Das eine Buch wird zugeklappt und das nächste schon geöffnet. Der Gemeinderat Ottersweier hat am Montag in seiner letzten Sitzung vor der Sommerpause einen endgültigen Schlussstrich unter die 15-jährige Geschichte der Ortskernsanierung gezogen. Direkt anschließend wurden weitere Schritte für die Städtebauliche Erneuerungsmaßnahme „Hatzenweier“ beschlossen (siehe weiteren Bericht auf dieser Seite).

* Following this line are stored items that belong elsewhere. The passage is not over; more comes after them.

PR #449, opened 2021-06-27
Improve temp dir generation + cleanup

wagoodman:
This PR pulls in the changes from https://github.com/anchore/stereoscope/pull/71 as well as imports the `file.TempDirGenerator` to follow the same pattern used in stereoscope. In the near future we can split out some of the `file` package functionality in stereoscope into another repo.

Note: tests will fail until the stereoscope PR is merged and the go.mod is updated here. Also note that the base branch is `split-ui-and-event-handling` which should be merged first and the base here changed to `main`.

Partially addresses https://github.com/anchore/syft/issues/416


wagoodman:
Given the comments on https://github.com/anchore/stereoscope/pull/71 this will need to be brought in under https://github.com/anchore/syft/pull/448 to account for cleanup interface changes.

Hans-Joachim Reglin von der Stadtentwicklung GmbH (STEG) hatte das Sanierungsvorhaben in Ottersweier seit dem Satzungsbeschluss im Jahr 2006 begleitet. Die förmliche Aufhebung der Satzung zum Sanierungsgebiet gab ihm nun die Möglichkeit, auf die städtebauliche Erfolgsgeschichte zurückzublicken. „Ottersweier kann Sanierung“, lobte Reglin mit Blick auf die Realisierung der zahlreichen privaten und öffentlichen Sanierungsprojekte in der Ortsmitte. Die Tatsache, dass der ursprüngliche Förderrahmen von 2 auf 4,3 Millionen Euro erhöht und die ursprüngliche Laufzeit um insgesamt sechs Jahre verlängert wurde, seien Belege dafür, dass man das auch in Stuttgart wisse. „Nicht jede Gemeinde ist so schnell in der Umsetzung.“

Fraktionen zufrieden mit Realisierung

Eine weitere Verlängerung, die die Verwaltung anvisiert hatte, war dann aber doch nicht mehr drin. Wie berichtet, hat die Gemeinde das Anwesen Lauferstraße 1 gekauft. Gerne hätte man das Gebäude noch mit vorhandenen Fördermitteln in Höhe von rund 55.000 Euro abgerissen. Da dies wegen Fledermausschutz aber erst im Spätjahr möglich ist, hätte der Zeitraum bis dahin verlängert werden müssen. Da war aber vonseiten des Wirtschaftsministeriums Schluss. Die 55.000 Euro werden somit ungenutzt zurückgeben, erklärte Bürgermeister Jürgen Pfetzer, der dies bedauerte, aber dennoch von einer Punktlandung des Sanierungsprogramms sprach.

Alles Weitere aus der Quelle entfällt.